Optical character recognition (OCR) is an essential part of digitizing; however, in cases where every word must be accurately digitized, the human eye absolutely cannot be replaced by software. Once a document is OCR’d, most optical reading software highlights low confidence characters that should be examined to confirm accuracy. Often these characters are only one or two letters off from the correct word or number, but the computer isn’t able to distinguish what the text is supposed to be. Common one-off characters include ri instead of n, rn instead of m, and 8 instead of S. When it comes to search, accuracy is hampered by poor OCR.
OCR software can also fail to register the correct order of text if there are multiple columns or text boxes or misrepresent handwritten notes as pictures on the page. Even if the words are correctly identified, but the reading order is wrong, the final searchable document can end up vastly different from the original and impede quick research. If text is recognized as images, the search function is lost altogether.
When a collection is used for reference or research, precise OCR is often the difference between finding a search term almost instantly, and not finding it at all.

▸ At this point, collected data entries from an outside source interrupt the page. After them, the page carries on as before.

PR #660, opened 2015-03-02
Revise ZU.cleanISBN

aurimasv:
Fixes regression from 37921b09100cd35697173be39f272837ec7c1f95 but also this should be better overall

### DIFF
--- a/test/tests/utilities.js
+++ b/test/tests/utilities.js
@@ -17,4 +17,159 @@ describe("Zotero.Utilities", function() {
 			}
 		});
 	});
+	describe("cleanISBN", function() {
+		let cleanISBN = Zotero.Utilities.cleanISBN;
+		it("should return false for non-ISBN string", function() {
+			assert.isFalse(cleanISBN(''), 'returned false for empty string');
+			assert.isFalse(cleanISBN('Random String 123'), 'returned false for non-ISBN string');
+			assert.isFalse(cleanISBN('1234X67890'), 'returned false for ISBN10-looking string with X in the middle');
+			assert.isFalse(cleanISBN('987123456789X'), 'returned false for ISBN13-looking string with X as check-digit');
+		});
+		it("should return false for invalid ISBN string", function() {
+			assert.isFalse(cleanISBN('1234567890'), 'returned false for invalid ISBN10');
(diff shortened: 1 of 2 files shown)


simonster:
This would be an excellent candidate for unit testing.

aurimasv:
Tests added for `cleanISSN`, `cleanISBN`, and `toISBN13`

aurimasv:
Note that there's a fairly exhaustive test on what characters should and should not be ignored between ISSN/ISBN digits. It goes through all the characters in the BMP, so that takes a while (~1-1.5 seconds). We probably don't have to be that exhaustive though, so I can trim it down if there's a concern.

test/tests/utilities.js
```diff
@@ -17,4 +17,159 @@ describe("Zotero.Utilities", function() {
 			}
 		});
 	});
+	describe("cleanISBN", function() {
+		let cleanISBN = Zotero.Utilities.cleanISBN;
+		it("should return false for non-ISBN string", function() {
+			assert.isFalse(cleanISBN(''), 'returned false for empty string');
+			assert.isFalse(cleanISBN('Random String 123'), 'retruned false for non-ISBN string');
```
zuphilip: Typo (retruned) which occurs in two other lines as well.

aurimasv: Thanks! I fixed this and squashed.

aurimasv:
@simonster can you take a look and let me know if this is how I should proceed with tests for other components

simonster:
@dstillman has more experience with mocha/chai than I do, but this looks good to me. I think a simpler test ignored chars would have been sufficient, although testing all of them doesn't hurt and 3 seconds isn't a big deal.

simonster:
Thanks!

dstillman:
We're getting a Travis failure due to a timeout for that test.

```
x  should strip off internal characters in ISSN string

Error: timeout of 2000ms exceeded. Ensure the done() callback is being called in this test
```
We could [adjust the timeout](http://mochajs.org/#test-specific-timeouts) for that test, though I agree with Simon that a simpler test would probably be sufficient here.

dstillman:
(It's true that 3 seconds isn't a big deal with 30 tests, but we might feel differently when we have hundreds.)

PR #663, opened 2015-03-04
Call child translator "done" handler when the child translator is done.

aurimasv:
Fixes https://github.com/zotero/translators/pull/861

Done handler was never getting called when using getTranslatorObject


simonster:
It seems like the "done" handler is kind of a nebulous concept if you call `getTranslatorObject`. What if one calls `getTranslatorObject`, makes an HTTP request from the parent translator from the callback, and then calls a function that saves an object through the child translator from the HTTP request callback? When does "done" get called?

aurimasv:
Yes, those sort of situations would break this callback model. I don't have a good solution for it though (first thing that comes to mind is to re-introduce something like `Zotero.wait`) We'll just have to watch out for it (I don't think there's currently a translator that does this)

PR #665, opened 2015-03-07
Unit testing infrastructure

simonster:
Implements the beginnings of unit testing infrastructure using mocha/chai. The unit tests can be run locally using `test/runtests.sh`, although this will need tweaks to run on Windows. They should also run on commit using Travis-CI.

The unit tests themselves live in `test/tests`. The `index.js` file specifies separate test sets, which can be run individually by calling `test/runtests.sh <testsets>`. Right now there is only a single unit test, but hopefully we'll have more soon...


.travis.yml
```diff
@@ -0,0 +1,16 @@
...
+env:
+    matrix:
+        - FIREFOXVERSION="36.0.1"
+        - FIREFOXVERSION="31.5.0esr"
+notifications:
+    email: false
+before_install:
+    - export DISPLAY=:99.0
+    - sh -e /etc/init.d/xvfb start
+    - wget ftp://ftp.mozilla.org/pub/firefox/releases/${FIREFOXVERSION}/linux-x86_64/en-US/firefox-${FIREFOXVERSION}.tar.bz2
```
dstillman: Probably better to use HTTP, to at least give Travis the chance to do intermediate caching. No idea if they do.

Issue #582, opened 2014-11-20
Confirmation dialog for remove from collection


dstillman:
https://forums.zotero.org/discussion/42302/

guitorri:
I have just been bitten by this. I accidentally pressed delete a couple of times (I thought the focus was elsewhere) and items were removed from one of my collections. They were not yet tagged and I cannot find them back by memory.

rmzelle:
I call dibs on this one (hope to provide a fix in a few days).

PR #668, opened 2015-03-08
Add prompt for Remove Item(s) from Collection

rmzelle:
Takes care of #582.

I didn't see a way to avoid the prompt with a modifier key, since using Cmd on Mac already switches the action from "remove from collection" (force=false) to "delete" (force=true).


chrome/locale/en-US/zotero/zotero.properties
```diff
@@ -204,8 +204,11 @@ pane.items.trash.multiple		= Are you sure you want to move the selected items to
 pane.items.delete.title			= Delete
 pane.items.delete				= Are you sure you want to delete the selected item?
 pane.items.delete.multiple		= Are you sure you want to delete the selected items?
-pane.items.menu.remove                    = Remove Item from Collection
-pane.items.menu.remove.multiple           = Remove Items from Collection
+pane.items.remove.title			= Remove from Collection
+pane.items.remove				= Are you sure you want to remove the selected item from the currently selected collection?
+pane.items.remove.multiple		= Are you sure you want to remove the selected items from the currently selected collection?
```
dstillman: I think "selected item from the currently selected collection" is too awkward. The "currently", at least, is totally redundant, and since "selected item from the selected collection" is awful, I'm inclined to go with just "…remove the selected item from this collection?". I'm not sure we use "this" that way anywhere else, but I don't know what the alternative is, since if we stop with just "…remove the selected item?" and have "Remove Item from Collection" as the button it sounds too much like deleting from the library.

aurimasv: Or drop the "this" as well. "...remove selected items from collection"

dstillman: No, that works in the button, but not for the sentence text.

aurimasv: "Are you sure you want to remove selected items from collection?" Sounds fine to me, but either way is ok.

dstillman: (Fortunately no one will ever read this message, so it doesn't matter too much. And we do actually use "this" in some contexts, so I think it's fine here.)

rmzelle:
@dstillman, changed per your suggestion and squashed.

dstillman:
Thanks!

rmzelle:
Thanks for accepting! (I'm trying to build karma for a review of #623 :P)

gracile-fr:
@rmzelle 
At the moment, if you select a child note of an item in a collection and press the del key, nothing happens (that's ok). But with this PR, the prompt (Remove Item(s) from Collection) appears, even if clicking "yes" has no effect on the child note. => The prompt should not appear in this case.

rmzelle:
Wouldn't it be preferable to bind "del" to "move to trash" for child notes? (and give a prompt)

Or would that be too confusing?

gracile-fr:
Useful but confusing, I don't know… @adam3smith @aurimasv ?

adam3smith:
I agree with Rintze - del for child items should always move them to trash (with the appropriate warning, of course). I think that's less confusing than both the status quo before and after Rintze's change.

rmzelle:
We should also keep in mind that it's possible to select a standalone item and a child note (of a different item). Pressing "del" should probably remove the item from the collection, and leave the child note alone, for that case.

dstillman:
> del for child items should always move them to trash

I don't think that's right. Having different things happen in a given view based on what's selected strikes me as confusing and dangerous. The keys should be view-specific, not item-specific. The modified delete in a collection is the move-to-trash action, and that should be the way to move child items to the trash from a collection.

> Pressing "del" should probably remove the item from the collection, and leave the child note alone, for that case.

That strikes me as totally bizarre, and I think that's the problem with having the same key do different things in the same view. If we show a "Child items cannot be removed from collections." alert, as @gracile-fr suggests, for an unmodified Delete on a child item — which I'm open to — it could show in this case as well.

rmzelle:
> That strikes me as totally bizarre

Well, it's not bizarre if we reserve the unmodified "del" key for removal from collection, right?

dstillman:
I still think it's a little weird to act on only some of the selected items, but at least that way it'd be applying the normal function on each selected item (which, for child items, is a no-op). One reason to do that is that it's probably common for people to select a range of items, with some expanded, and expect the top-level ones to be acted upon. I think we've discussed something similar in the context of dragging with some child items selected (where currently, I think, we cancel the drag), and I've said that if all child items of an item are selected we should do it. (Not saying all child items would have to be selected here, just that the use case is similar.)

rmzelle:
> it's probably common for people to select a range of items, with some expanded, and expect the top-level ones to be acted upon.

Right. In that case a "Child items cannot be removed from collections." alert would be annoying to the user, though.

dstillman:
Yes, the prompt was if we had it not do anything on mixed selections.

rmzelle:
So do you want a follow up pull request to just eliminate the alert when only child items are selected?

Is there any "itemGroup" function available to see if the selection only contains child items?

dstillman:
> So do you want a follow up pull request to just eliminate the alert when only child items are selected?

Yes please.

> Is there any "itemGroup" function available to see if the selection only contains child items?

No, but you can do something like ``this.itemsView.getSelectedItems().every(item => !item.isTopLevelItem())``.

dstillman:
OK, after trying it out, I return to my previous statement that having it act on only some of the selected items is indeed bizarre, even when the keyboard actions are consistent within each view. This should act like I said we had considered for drags: if all child items of a selected top-level item are selected, then that's fine (to allow for selections across expanded items), but if there's a partial selection of child items or, worse, a top-level item and a child item of another item, the action should be aborted (perhaps with an error message that says that child items can't be removed from collections).

Creating #681 to fix that.

(Note that that behavior hasn't changed, though — right now it does the same thing, just without a prompt, so this is already an improvement.)

PR #673, opened 2015-03-12
Add an option to not show the proxy redirection notification

LinuxMercedes:
I find that the notification you get when Zotero automatically redirects you through a proxy to get a little annoying, especially when I'm opening a bunch of tabs from Google Scholar or the like. 

Unfortunately, I only speak English, so locale translations are a bit lacking in variety.

### DIFF
--- a/chrome/content/zotero/xpcom/proxy.js
+++ b/chrome/content/zotero/xpcom/proxy.js
@@ -69,6 +69,8 @@ Zotero.Proxies = new function() {
 		Zotero.Proxies.lastIPCheck = 0;
 		Zotero.Proxies.lastIPs = "";
 		Zotero.Proxies.disabledByDomain = false;
+
+		Zotero.Proxies.showRedirectNotification = Zotero.Prefs.get("proxies.showRedirectNotification");
 	}
 	
 	/**
@@ -107,7 +109,7 @@ Zotero.Proxies = new function() {
 				if(!bw) return;
 				_showNotification(bw,
 					Zotero.getString('proxies.notification.associated.label', [host, channel.URI.hostPort]),
-					"settings", function() { _prefsOpenCallback(bw[1]) });
+					[{ label: "proxies.notification.settings.button", callback: function() { _prefsOpenCallback(bw[1]); } }]);
 			}
 		} else {
 			// otherwise, try to detect a proxy
@@ -132,7 +134,7 @@ Zotero.Proxies = new function() {
 					// Ask to save only if automatic proxy recognition is on
 					savedTransparent = _showNotification(bw,
 						Zotero.getString('proxies.notification.recognized.label', [proxy.hosts[0], channel.URI.hostPort]),
-						"enable", function() { _showDialog(proxy.hosts[0], channel.URI.hostPort, proxy) });
+						[{ label: "proxies.notification.enable.button", callback: function() { _showDialog(proxy.hosts[0], channel.URI.hostPort, proxy); } }]);
 				}
 				
 				proxy.save();
@@ -234,9 +236,15 @@ Zotero.Proxies = new function() {
 		
 		// Otherwise, redirect. Note that we save the URI we're redirecting from as the
 		// referrer, since we can't make a proper redirect
-		_showNotification(bw,
-			Zotero.getString('proxies.notification.redirected.label', [channel.URI.hostPort, proxiedURI.hostPort]),
-			"settings", function() { _prefsOpenCallback(bw[1]) });
+		if(Zotero.Proxies.showRedirectNotification) {
+			_showNotification(bw,
+				Zotero.getString('proxies.notification.redirected.label', [channel.URI.hostPort, proxiedURI.hostPort]),
+				[
+					{ label: "general.dontShowAgain", callback: function() { _disableRedirectNotification(); } },
+					{ label: "proxies.notification.settings.button", callback: function() { _prefsOpenCallback(bw[1]); } }
+				]);
+		}
+
 		browser.loadURIWithFlags(proxied, 0, channel.URI, null, null);
 	}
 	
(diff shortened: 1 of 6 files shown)


dstillman:
I'll let @simonster review this, but if this remains a visible pref, only the en-US string should actually be included. We have scripts to merge non-English strings, which will get run anyway to avoid accidental breakage, so it's better to keep the commits small. So you'll need to rebase without those non-en-US changes and force push.

chrome/content/zotero/xpcom/proxy.js
```diff
@@ -69,6 +69,8 @@ Zotero.Proxies = new function() {
 		Zotero.Proxies.lastIPCheck = 0;
 		Zotero.Proxies.lastIPs = "";
 		Zotero.Proxies.disabledByDomain = false;
+
+		Zotero.Proxies.showRedirectNotification = Zotero.Prefs.get("proxies.showRedirectNotification");
```
dstillman: You should either update this when the pref changes — which you can do with a handler in ``Zotero.Prefs`` in zotero.js — or just check the pref value directly below. Otherwise this won't change until Zotero is restarted.

(It's possible this is all premature optimization and the latter would be fine, but I understand that the existing code does this. Not sure if anyone has tested repeated pref lookup vs. property access speed.)

LinuxMercedes: I was under the impression that [this line](https://github.com/LinuxMercedes/zotero/blob/optional-proxy-redirect-notification/chrome/content/zotero/preferences/preferences_proxies.js#L48) ensures that the variables set in the Proxies initialization are kept up to date with the settings page. 

I can change it so that it just checks the pref value directly, or, if this should really have a handler for pref updates, I'd be glad to set that up.

LinuxMercedes:
Extra 'translations' removed.

chrome/content/zotero/xpcom/proxy.js
dstillman: Ah, sorry — you're right.

aurimasv:
`proxies.showRedirectNotification` needs to default to `true` in prefs.js. We don't want the notification to be disabled by default.

Not necessary, but would be neat to add another button to the notification bar that says something like "Don't notify again" (I think Firefox uses some sort of standard text for this), which would toggle the pref without going into settings. The latter is easy enough though.

LinuxMercedes:
@aurimasv I'm not sure where to default `proxies.showRedirectNotification`. I grepped for `prefs.js` but I didn't find any file named that, and `preferences.js` doesn't turn up anything enlightening.

aurimasv:
My mistake. [defaults/preferences/zotero.js](https://github.com/zotero/zotero/blob/4.0/defaults/preferences/zotero.js)

LinuxMercedes:
I'm not sure it's what firefox defaults to, but I added a message that seemed to make sense and isn't too long.

LinuxMercedes:
Those builds failed because of an oxford comma, if I'm reading the output right?!

dstillman:
Yeah, tests results on this branch aren't reliable at the moment — disregard.

chrome/locale/en-US/zotero/zotero.properties
```diff
@@ -898,6 +898,7 @@ proxies.notification.associated.label	= Zotero automatically associated this sit
 proxies.notification.redirected.label	= Zotero automatically redirected your request to %1$S through the proxy at %2$S.
 proxies.notification.enable.button		= Enable…
 proxies.notification.settings.button	= Proxy Settings…
+proxies.notification.hide.button      = Don't Show Again
```
dstillman: Let's actually make this `general.dontShowAgain` above, since this will probably come in handy elsewhere. And this should be a proper typographical apostrophe.

chrome/locale/en-US/zotero/preferences.dtd
```diff
@@ -144,6 +144,7 @@
 <!ENTITY zotero.preferences.proxies.desc_after_link 		"for more information.">
 <!ENTITY zotero.preferences.proxies.transparent				"Enable proxy redirection">
 <!ENTITY zotero.preferences.proxies.autoRecognize			"Automatically recognize proxied resources">
+<!ENTITY zotero.preferences.proxies.showRedirectNotification			"Show notification when automatically redirecting through a proxy">
```
dstillman: We can drop the "automatically" here. That's just how the feature works, but it's not relevant to this option.

chrome/locale/en-US/zotero/zotero.properties
LinuxMercedes: Hmm, that will make https://github.com/zotero/zotero/pull/673/files#diff-72b2d297070644abfa5ac6c878f83f0dR434 less pretty, but it makes sense. Do you mind if I call it `general.dontShowAgain.button` or should we just give up all pretense of hiding the resource string values?

chrome/locale/en-US/zotero/zotero.properties
```diff
@@ -55,6 +55,7 @@ general.numMore                    = %S more…
 general.openPreferences				= Open Preferences
 general.keys.ctrlShift				= Ctrl+Shift+
 general.keys.cmdShift				= Cmd+Shift+
+general.dontShowAgain.button      = Don't Show Again
```
aurimasv: This should just be `general.dontShowAgain`

chrome/content/zotero/xpcom/proxy.js
```diff
@@ -417,26 +425,37 @@ Zotero.Proxies = new function() {
...
-	  * @param	{Function}	callback	callback to be executed if button is pressed
+	  * @param	{Array}	  buttons		dicts of button label ("settings", "enable", or "hide") and associated callback
 	  */
-	 function _showNotification(bw, label, button, callback) {
+	 function _showNotification(bw, label, buttons) {
 	 	var browser = bw[0];
 	 	var window = bw[1];
-	 	
+
+		buttons = buttons.map(function(button) {
```
aurimasv: Not sure why we need this. Just set the label correctly to begin with.

chrome/locale/en-US/zotero/zotero.properties
dstillman: Yeah, the point of putting this in `general.` is so that it's usable for, say, a checkbox label. So you'll just need to tweak the code that requests this.

chrome/content/zotero/xpcom/proxy.js
```diff
@@ -417,26 +425,37 @@ Zotero.Proxies = new function() {
...
 			browser.removeEventListener("pageshow", listener, false);
 		}
 		
 		browser.addEventListener("pageshow", listener, false);
 	 }
+
+	 /**
+		* Hides proxy redirection notification
+		*/
+	 function _hideRedirectNotification() {
```
aurimasv: "Disable" rather than "hide" would be more appropriate here.

chrome/content/zotero/xpcom/proxy.js
LinuxMercedes: This is in the spirit of how the code worked before I started messing with it; I personally think it does cut down on having a bunch of redundant code in places that are already pretty verbose.

chrome/locale/en-US/zotero/zotero.properties
```diff
@@ -55,6 +55,7 @@ general.numMore                    = %S more…
 general.openPreferences				= Open Preferences
 general.keys.ctrlShift				= Ctrl+Shift+
 general.keys.cmdShift				= Cmd+Shift+
+general.dontShowAgain = Don't Show Again
```
dstillman: Apostrophe should be a typographic quote (’)

dstillman:
Other than the quote mark, this looks good, so you can fix that and squash.

LinuxMercedes:
Done.

dstillman:
Thanks!

PR #678, opened 2015-03-17
Making splitter and grippy more visible if collapsed

zuphilip:
I am trying to respond to the frequent question in the forum when the right pane is collapsed. My idea is to 
 * add tooltip on splitters (always showing up)
 * double the size of the splitter if collapsed
 * double the size of the grippy and center it if splitter is collapsed

splitter-styling
Let me know what you think about the approach. I guess the actual coding would need to be improved (different css, use localized strings for tooltips, ...).

### DIFF
--- a/chrome/content/zotero/zoteroPane.xul
+++ b/chrome/content/zotero/zoteroPane.xul
@@ -329,7 +329,7 @@
 				</vbox>
 				
 				<splitter id="zotero-collections-splitter" resizebefore="closest" resizeafter="closest" collapse="before"
-					zotero-persist="state"
+					zotero-persist="state" tooltiptext="Resize left pane"
 					onmousemove="document.getElementById('zotero-items-toolbar').setAttribute('state', this.getAttribute('state'));ZoteroPane_Local.updateToolbarPosition();"
 					oncommand="ZoteroPane_Local.updateToolbarPosition()">
 					<grippy id="zotero-collections-grippy"/>
@@ -538,7 +538,7 @@
 					</deck>
 				</vbox>
 				
-				<splitter id="zotero-items-splitter" resizebefore="closest" resizeafter="closest" collapse="after" zotero-persist="state"
+				<splitter id="zotero-items-splitter" resizebefore="closest" resizeafter="closest" collapse="after" zotero-persist="state" tooltiptext="Resize right pane"
 					onmousemove="ZoteroPane_Local.updateToolbarPosition()"
 					oncommand="ZoteroPane_Local.updateToolbarPosition()">
 					<grippy id="zotero-items-grippy"/>
--- a/chrome/skin/default/zotero/overlay.css
+++ b/chrome/skin/default/zotero/overlay.css
@@ -48,6 +48,17 @@
 	height: .25em;
 }*/
 
+#zotero-pane splitter[state="collapsed"] > grippy
+{
+	width: 14px;
+	background-position: 50% 50%;
+}
+
+#zotero-pane splitter[state="collapsed"]
+{
+	width: 20px;
+}
+
 #zotero-pane splitter
 {
 	border: 0;


gracile-fr:
There are, I think, two different issues.
1- many users are confused when the right pane is collapsed. They just don't have the right information.
2- it is somewhat difficult to expand it (at least on Windows 7) and this is very annoying. It's easier to get the double-arrow icon to resize rather than the hand icon (=expand). That should be the contrary, as when the pane is collapsed, you're more likely to open it completely rather than resize it. I don't really like having a huge splitter, but I don't have any other solution at the moment.

What is the difference between your 2nd and 3rd solution?

aurimasv:
I'll just throw this in here.
(1) Do we need to have click-to-collapse functionality? It's only useful if you need to toggle between collapsed and expanded states frequently, which may or may not be a reasonable assumption (for me, it's not). Otherwise, it's fairly trivial to just drag the pane to collapse/expand (granted that it's sometimes difficult to position the mouse correctly, but that's the same case for the grippy). Having the grippy positioned so close to the scrollbar and being prone to accidental clicks is probably the reason we're seeing so many people getting confused. Though, I should say that the grippy probably does provide some increased accessibility for people that have issues dragging stuff (we've seen some reports of people having problems dragging items to different collections).

(2) Do we need the panes to have a minimum width after which they end up getting collapsed? I'm not sure what's the problem that we're trying to solve with this functionality. If the user wants to decrease the pane to a point where some text or controls are out of view, that's the user's choice. The current minimum width is arbitrary and doesn't prevent things from moving out of view anyway (especially in some non-english locales). Moving the divider all the way to the left or right is not a difficult task, so having the auto-collapse at minimum width doesn't seem to introduce any benefit and could confuse some users when the pane disappears.

Even given above, I think better visibility for the collapsed panes is good, bit I personally would prefer to go the Citavi route and add text labels instead of just showing the expand arrows (that also looks different on Mac OS X)

dstillman:
> Having the grippy positioned so close to the scrollbar and being prone to accidental clicks is probably the reason we're seeing so many people getting confused.

I kind of doubt that. You can't even click to collapse on OS X, and we're getting lots of reports there. (I'm actually curious whether we're as many reports on Windows, since the collapsed grippy is considerably more visible on Windows than on OS X.) I think the collapsing on min-width is much more likely as a reason, and maybe some condition under which it's closing automatically (though I'm not sure what). The grippy is built-in functionality, it's handy if you know about it, it's more accessible, and I don't see any reason to disable it if we're going to have placeholders at all.

> Do we need the panes to have a minimum width after which they end up getting collapsed?

I think we need some min-width, for the same reason that most software applies a min-width for sidebars — because we have an interest in preventing Zotero from being configured in ways that are unusable and look awful. But we should see if we can make it collapse at a much narrower width than the min-width. If we can't, I'd favor just doing away with the drag collapsing and switching to a View menu in Standalone and a toolbar in Firefox for hiding/showing the panes. For an example of a toolbar button menu, here's Preview on OS X:

preview

I'd rather do this if there were other view-related things we wanted to make configurable, though, since otherwise it's rather valuable toolbar space to give up.

Otherwise, wider grippies when collapsed are probably the best option, but they don't look great and are obviously a waste of space. If we do go that route, note that it's different across platforms, so this would have to be made Windows- (and maybe Linux-) specific and we'd need a different version for OS X.

I'm highly skeptical that text labels can be made to look good. Certainly the screenshot a saw from Citavi is not something I want to replicate.

dstillman:
BTW, the splitter on OS X when collapsed is essentially invisible:

osxsplitter

(Looks real nice, though!)

dstillman:
I'm going to put out a hotfix release that either reverts right-pane collapsing altogether or at least makes the collapsed state not persist across restarts. I'm leaning toward the latter, which I hope would be enough for confused folks to at least get their panes back, but not sure. In any case, we're getting multiple posts a day about this, so we can't really wait for a better solution.

In all (or nearly all) forum posts about this where a platform was mentioned, it was OS X, but I'm going to make this change for all platforms for now. (For what it's worth, I'm having trouble getting a wider splitter on OS X to not look terrible.)

zuphilip:
The splitter on Mac is using `chrome://zotero/skin/mac/vgrippy.png` as coded here https://github.com/zotero/zotero/blob/4.0/chrome/content/zotero-platform/mac/overlay.css#L367 where the splitter in Window is using `chrome://global/skin/splitter/grip-right.gif` which is 4px x 115px large.

@gracile-fr It is an AND between the different points, i.e. you are already seeing all three points in the picture.

@aurimasv I tried (shortly) to come up with something similar to Citavi, but I didn't look appealing. I guess one would need to spend more time (and understanding) into that route.

@dstillman Every alternative solution you suggested could help the users, just the reverting sounds a little extreme.

dstillman:
We've pushed out 4.0.26.2 for Firefox that reopens the collapsed item pane on restart. A Standalone version will probably be out later tonight.

So we'll want to figure out a better solution, but this makes it a little bit less critical.

bwiernik:
For a View menu, perhaps moving the Column Display picker there, rather than in its current location? Might make discovery slightly easier and conceptually makes sense.

zuphilip:
The problems seemed to disappear with the fix that reopens the collapsed item pane on restart, at least I don't read any problems in the forum. Thus, it would be okay for me close this issue here.

dstillman:
Yeah, I don't think we've had any reports about the item pane since this change. We did have one for the collections pane the other day, but we get almost no reports of that in general, so I'm not sure it's worth doing the same there (and people could plausibly only want to deal with their own library root, I guess)...

PR #777, opened 2015-06-29
Allow re-using file names when saving translators

aurimasv:
This is mostly for Scaffold, where saving a translator where the label doesn't match file name (e.g. some cyrillic names) would instead create a new file.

The human mind catches patterns and solves puzzles much more creatively than current software can automate. When tagging documents with metadata, familiarity with the content is crucial, and only a human can work with documents at that level. Because of specialized familiarity, a human is able to match and label works a computer wouldn’t be able to sort without additional input, such as when an author is referred to or published under different names.
When tagging for a paperless office, automated metadata generation may be enough. However, for a more robust search and detailed collection, a human can determine the search categories the institution needs and how the collection will be used, so that relevant metadata is recorded to create a functional and useful collection. The human mind can also notice themes when working intimately with documents and is able to tag them accordingly.
When it comes to digitizing, IIM is the answer for many. But for a quality digital collection, archived for history and enhanced by robust search, the human factor combined with efficient technical processes is essential.